* **RECORDS FOR THIS EXERCISE**
PR #296, opened 2019-10-22
add missing date range fields we can currently process to traject configs

ndushay:
## Why was this change made?

This doc shows the status of current DLME collections for date range normalization

https://docs.google.com/spreadsheets/d/1U068CQlySkxiS2O5W70Uc4uc6t1DrqJGMcUO71CLokY/edit#gid=0

the following collections are supposedly "done" but were missing the config lines.

not sure why some of these lost their `cho_date_range_norm` stuff.  (perhaps a rebase conflict in some later PR, but it doesn't matter.  And `cho_date_range_norm` being missing probably impacted `cho_date_range_hijri` not being added, but again it doesn't matter.)

n/a


ndushay:
merged my own here, with one approval.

* **WHAT YOU WILL DO**
When you reach the line that contains "the following collections", stop; output it and every line before it from the start of the data, exactly as written.

* **OUTPUT**
PR #296, opened 2019-10-22
add missing date range fields we can currently process to traject configs

ndushay:
## Why was this change made?

This doc shows the status of current DLME collections for date range normalization

https://docs.google.com/spreadsheets/d/1U068CQlySkxiS2O5W70Uc4uc6t1DrqJGMcUO71CLokY/edit#gid=0

the following collections are supposedly "done" but were missing the config lines.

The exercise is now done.